Are they related to each other?


----------



## MyLilShowGirl (Jul 8, 2007)

nope, not related, just came from the same farm


----------



## wpsellwood (Jul 8, 2007)

Great post I love my girls,

This one is my favorite so will post her first this is Jewel,






This is Jewels little sister Isidora going to get her today as he mom is being bred back to Jewels sire Manipulators Buckingham






Gracie Lou






This one is a newest one Elle she did really awesome at her first show






This is my favorite broodmare, Marzipan Jewel and Izzys dam






Sugar






The imagines on the other 2 girls wont come up as I need to rename them.


----------



## Irish Hills Farm (Jul 8, 2007)

Oh goody, now I HAVE to go take more pictures of my girls so I can share them too!! :aktion033:


----------



## joylee123 (Jul 8, 2007)

[SIZE=12pt] Here's my mare, Vali Mini Ranch Painted Breeze. She is the last mare I kept from my herd, carrying my ranch name from several years ago. She is the sweetest girl in the world



:



: [/SIZE]

This is one of the only photos I have of her, taken by form member Lisa Phillips ( Baby Goose)(Thank you Lisa!!) at a show in May, as we walked out of the arena. Breezy had placed a third out of eight (I believe) in her first halter class. I was really pleased :bgrin

http://i97.photobucket.com/albums/l231/joy...minishow033.jpg

This is my new mare who I am just beside myself over :bgrin :bgrin



:

Sami's Klassic Kreme (Thank you Tami!)

http://i97.photobucket.com/albums/l231/joy...3/klasi5-28.jpg

and a hairy one :bgrin :bgrin

http://i97.photobucket.com/albums/l231/joy.../klasisassy.jpg


----------



## Mona (Jul 8, 2007)

Here's my girls. They are listed in the order of the length of time I have owned them, with the first being here the longest...
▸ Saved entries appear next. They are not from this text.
PR #802, opened 2022-01-31
LPAL-610 RDS to Aurora Cluster support

williamfalconeruk:
## Purpose

Originially Sandbox the process to upgrade and migrate an RDS instance to an Aurora Global Cluster. We have kept the option in in case we need to upgrade to Aurora.

work on LPAL-610.

## Approach

- add global cluster option for aurora
- upgrade existing module to cater for the cluster options

## Learning

Having attempted to upgrade the cluster we worked out that there was quite a bit of cost  +(50%) to doing so especially  for  the write replica needed in another location, which may not be necessary for this service. 
Restoration times are in the hours for RPO and RTO, so we are looking into going back to the original approach of creating a snapshot of the RDS instance that is cross region replicated. Wil hold further discussions on this

We will then do some DR testing to try to stand this up in dev and then in preprod with the restructured infra. to follow.

## Checklist


nickdavis2001 (approved):

nickdavis2001 (approved):

williamfalconeruk:
not needed at the moment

*Last Chance Apache Angel* - '96 Grulla Minimal Pinto









*Misty Creek Fire Dancer* - '98 Silver Pinto









*Fahsers Lil Dots Deelite 4 Me* - '97 Homozygous(for Black and Tobiano) Pinto









*L&Js Extremely Styled* - '01 Black Homozygous Pinto









*Last Chance Colors of the Storm* - '02 Sorrel Sabino/Tobiano Pinto









*Bluebell Hollows Framed For Fame* - '04 Black Pinto









*Last Chance Ima Golden Treasure Too* - '06 Palomino Roan Pinto









*Last Chance Dawn of a New Day Too* - '06 Silver Bay (possibly minimal pinto)









*Last Chance Hippity Hoppity Too* - '06 Blue Roan Pinto









*Soats Lil Ginger Snap* - '95 Bay









*Stars Miss Sassy(AMHR)/OK Sassy Miss Latte(AMHA)* - '02 Buckskin Pinto









*That's it, that's all folks! :bgrin *


----------



## Kim~Crayonboxminiatures (Jul 8, 2007)

Here are my girls:

*Little Chief's Spring Blossom*
AMHA/AMHR 33.5" 16 yrs old and my favorite broodmare!






*Toyland Falabella Calita*
AMHA/AMHR Pure Falabella (leasing from Tammie of C-Spots Miniatures)






*SH Black Crystal*
AMHA/AMHR 32" Falabella Blend Mare






*Crayonbox Wild River Canyon*
AMHR 36" -my first Mini, another favorite.



: 






*Crayonbox Crystal Clear*
2007 filly 
AMHA/AMHR/FBR pending





And I have one more secret....I will announce later this summer.



:


----------



## Horsefeathers (Jul 8, 2007)

These are our two girls... both are old pictures taken last year for the filly and year before for the mare. I need to get some really good updated pictures... I need to get on the ball with the clippers and more than just a brush...lol. Hopefully I'll have updated pics soon!





Chris

Edited to say... sorry the pics are so big, photobucket it giving me fits!

Cajun Creole Mollie Sioux






Cajun Creole Hot Morning Star


----------



## RJRMINIS (Jul 8, 2007)

[SIZE=14pt]Oh Lordy, I have to many to post!LOL[/SIZE]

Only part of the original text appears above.